Ainda que alguns críticos/intelectuais (poucos,
ainda bem) torçam o nariz para a “festa” literária que acontece anualmente em
Paraty, seria muito proveitoso perguntar por que ela continua sendo um evento
disputado após 10 anos de existência. E nesta toada, analisar seu sucesso não
só pelo prisma do espetáculo ou mesmo do lugar que a literatura “ainda” ocupa
no mundo atual, mas também pelo surpreendente número de leitores brasileiros –
em um país quase sem tradição literária - que continuam a reverencia-la. E o
que buscam estes “leitores”? Não é fácil responder a esta questão quando se acompanha
os comentários espalhados pela mídia, tanto de “turistas” que ali comparecem ou
dos inúmeros jornalistas que cobrem o evento. Mas a própria diversidade dos
enfoques já anuncia a consagração deste que é um dos maiores e melhores acervos
de nossa história humana: as narrativas que cumprem essa função integradora do
corpo social ao acompanhar os desafios (internos e externos) de cada época.
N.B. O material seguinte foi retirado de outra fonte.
PR #277, opened 2023-09-14
Low loss material in material_library

weiliangjin2021:
When using tidy3d from my weiliang/max_loss branch, the built doc now has 3 types of materials in the material library table: lossless, lossy, and low loss. As I look through the page, all Palik lossless materials and MgO are marked as low loss.


e-g-melo (approved):
Thank you Weiliang!

PR #280, opened 2023-09-15
Added PSO of a PBS notebook

tomflexcompute:
The particle swarm optimization demo was used for a customer demo and now can be published as a public example. Also addressing https://github.com/flexcompute/tidy3d/issues/1107. 

@e-g-melo might have a second PSO example on a different device, which can be published later when ready.


lucas-flexcompute (approved):
Looks great. Just a few minor comments:
- In line 5 in the introduction, "We" shouldn't be capitalized.
- In input 4, we use capitalized variable names. That's not a common practice in python, but I can see it being useful to match the original paper if that's the case. Do we follow this convention in other notebooks as well?
- Instead of using `PolySlab.from_gds`, I think we should start using `Geometry.from_gds`, as it fully supports self-intersections, holes, etc.
- It might make sense to define the whole taper + S-bend + output waveguide as a single `gdstk.RobustPath`
- In the closing remarks there's a missing link for the publication.

momchil-flex:
Awesome. Why is the result only a moderate improvement compared to the paper? What would the user need to do to get better results - more particles, more line segments? (worth commenting on)

One annoyance that emerged when using the adjoint plugin was that if you get disconnected in the middle of the optimization, you can't continue it. This is why when we started using the optax plugin, we also showed how one can save the optimization at every step (it has an `optimizer.step` method that can be used instead of `optimizer.optimize`). However, I don't see a way to do this with pyswarms unfortunately...

Could you also just black the notebook? There are a few lines of code that are very long and go outside of the code box when viewed on github. May have similar issue in our docs.

tomflexcompute:
Thanks @lucas-flexcompute for the great suggestions. Modifications have been made. 

Indeed I usually try to match the variable naming convention of the paper so it's a bit easier for readers to identify them.

tomflexcompute:
Thanks @momchil-flex . In the paper they used a "two-stage" optimization where the first stage optimizes W1 to W7 with one FOM and then W8-W10 are optimized with a different FOM to minimize crosstalk, if I understand correctly. They also used a much larger number of particles and iterations I believe. 5 particles and 40 iterations are definitely on the small side for PSO. We have a comment at the intro and closing remark to remind the user that a more elaborate PSO scheme should be used to achieve better performance. Now I also just added a comment on using more particles and iterations. 

Actually internet disconnection did happen once during a run. I saw the message saying that it's trying to reconnect in 180 seconds. Eventually it did reconnect and the run continued. I think it's pretty good. If the internet is disconnected for over three minutes I guess it is a bit hard to recover. PySwarms doesn't seem to provide a way to store intermediate particle positions as far as I see. 

And yes I usually black them right before merging. It's reformatted now.

e-g-melo (approved):
Thank you Tom for this notebook! It is very didactic and informative. I have no comments here.

PR #283, opened 2023-09-18
adjoint with better filter size constraints

tylerflex:
Modifies the mode converter and WDM notebooks:
* two rounds of filter -> projection
* clean up some of the flow in the mode converter notebook (make basic sim, run mode solver, add mode mnt, src).
* penalty to objective if erosion -> dilation of device is not equal to dilation -> erosion, which is a simple implementation of minimum length scale.

I'm re-running these notebooks with larger step_size and smaller features (to get better results) so this commit is mostly a placeholder to save results, shown below.

image
image


tomflexcompute:
It looks like the initial condition is using a random distribution without a fixed seed. Would rerunning the notebook leads to a very different result very time?

tylerflex:
That's correct (and was true before), but I can add a seed. I'm planning to re-run these this morning / afternoon so I'll add that.

tylerflex:
I ran this again and the results are better:
* mode converter was helped by ramping up beta and the penalty for feature size.
* WDM actually didn't work at all with that change, but benefited from a very small step size.

image


image

PR #317, opened 2026-05-22
Partially support parenthesized xpath

### LINKED ISSUE #25: Node set predicate not working

tompng:
Fix #25, and also reverts #122.

Adds a new path_stack operator `:group`

### DIFF
--- a/lib/rexml/parsers/xpathparser.rb
+++ b/lib/rexml/parsers/xpathparser.rb
@@ -654,7 +654,7 @@ module REXML
           contents = contents[1..-2]
           n = []
           OrExpr( contents, n )
-          parsed.concat(n)
+          parsed.push(:group, n)
         end
         path
       end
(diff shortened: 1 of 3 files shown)


naitoh:
Thanks!

naitoh (approved):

E,
se a iniciativa de se fazer uma feira/festa literária tem seus interesses
capitalistas, com editoras e autores sonhando em aumentar suas cifras, a
proposta de tornar acessível ao público (em geral) um pouco mais do produto dos
que dedicam parte de suas vidas a escrever sobre algo que interessa a muitas
pessoas do mundo todo, não deixa de ter um efeito midiático interessante. Ao
lado da tietagem que normalmente caracteriza algumas relações entre leitores e
autores, há o fato inusitado de se forçar um escritor a “falar” sobre seu
processo criativo, as escolhas de seus temas, a relação de suas narrativas com
sua própria vida, enfim, faze-lo refletir sobre o lugar que a escrita ocupa em
sua vida e como ele percebe/analisa o interesse de seus temas para o público. É
neste confronto que se percebe a variedade das análises - sempre particulares -
que acabam compondo um leque imenso de possibilidades de narrar nossa história
coletiva. Pode estar a serviço de uma ampliação do contato consigo próprio, da
preservação da memória ou o contrário, da tentativa de confundi-la; pode falar
da própria literatura, das cidades, das injustiças sociais; pode dizer o que
ainda não foi dito ou pode simplesmente guardar um anseio de ser lido/reconhecido
por muitos. Os verbos também podem deslizar para o entreter, perpetuar, transmitir,
refletir, e assim vai. E para isso vale falar sobre as entranhas humanas , seja
para apaziguar ou impulsionar seus fantasmas. Sobre os fracassos, a solidão, o
desamparo, os amores, os lugares e as pessoas que lhe são importantes; sobre os
aspectos políticos e sociais do mundo, a violência, as injustiças ou a vida banal
nas cidades. Como vimos não há limites. A leitura de uma boa obra pode ser uma
experiência transformadora para alguns leitores, mas é basicamente uma experiência “humana” em que cada um se
reconhece e dialoga com seu semelhante independente das diferenças étnicas
culturais ou das distancias geográficas entre quem escreve e quem lê. Se uma
análise crítica deve tentar compreender mais do que
conjecturar ou agourar, podemos deixar registrado com certa satisfação que a Flip tem
propiciado um bom e inusitado debate de ideias entre escritores de diferentes
culturas e idades além de dar visibilidade para a literatura. E se ela, a literatura,
estrela máxima do evento, consegue se manter sendo a memória cultural de uma
era, se em última instancia é isso que se constrói e conserva quando se
escreve, é bem capaz que os livros continuem a ser escritos e lidos. Oxalá.